Mein problem is also die verarbeitung... ich weiß nich wie ich es hinbekommen soll dass die 12 werte von intMonatsumsatz addiert werden. Mit 12 verschiedenen variablen für die einzelnen monatsumsätze hätte ichs hinbekommen aber da wir die for-Schleife verwendern sollen geht das leider schlecht.

Ich hoffe und denke dass ihr mir helfen könnt da wir in der schule noch ziemlich am anfang mit java sind 
danke im vorraus, mfg Manu!


----------



## eRaaaa (3. Okt 2010)

Ist doch nichts anderes als:

int var = 0;
var = var + monatsumsatz1;
var = var + monatsumsatz2;
..... 
Das kannst du doch jetzt einfach in deiner Schleife machen.

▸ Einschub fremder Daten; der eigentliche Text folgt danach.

PR #372, opened 2016-08-02
Merge.

Gh0stBlade:


src/render/frustum.cpp
```diff
@@ -22,6 +20,7 @@ CFrustumManager::CFrustumManager(uint32_t buffer_size)
     m_buffer_size = buffer_size;
     m_allocated = 0;
     m_buffer = (uint8_t*)malloc(buffer_size * sizeof(uint8_t));
+    memset(m_buffer, 0, (buffer_size * sizeof(uint8_t)));
```
TeslaRus: here can be garbage in buffer, because all used data are overridden by algorithms

PR #373, opened 2016-08-02
Stability fixes.

Gh0stBlade:


src/world.cpp
```diff
@@ -2521,6 +2521,11 @@ void World_GenRoomCollision()
 {
     room_p r = global_world.rooms;
 
+    if(r == NULL)
+    {
+        return;
```
TeslaRus: for will not iterate if no rooms in world (count check)

src/world.cpp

oder auch als Kurzschreibweise:
var += monatsumsatz1;
var += monatsumsatz2;

Hoffe das hilft dir schon


----------



## x_Manuel_x (3. Okt 2010)

naja danke schonmal^^
was genau var, += usw. bedeuten soll weiß ich zwar nich aber allein dass du "monatsumsatz1,2,3 etc." verwendet hast kann ja garnich gehn da ich als variablen nur jahresumsatz, monatsumsatz und den zähler deklariert habe... denke ich jedenfalls ???:L


----------



## eRaaaa (3. Okt 2010)

x_Manuel_x hat gesagt.:


> aber allein dass du "monatsumsatz1,2,3 etc." verwendet hast kann ja garnich gehn da ich als variablen nur jahresumsatz, monatsumsatz und den zähler deklariert habe...



???:L 
Du gibst doch in jedem Schleifendurchgang eine neue Zahl ein, welches für einen Monat steht. Dieser Wert, soll doch nun einfach auf einem anderen addiert werden oder nicht?
Sagen wir du hast 3 Monatseinnahmen 20 , 30 und 40
Ist doch nichts anderes als 
0 + 20 = 20
20 + 30 = 50
50 + 40 = 90

Deswegen musst du einfach den Wert den du einliest, aufsummieren.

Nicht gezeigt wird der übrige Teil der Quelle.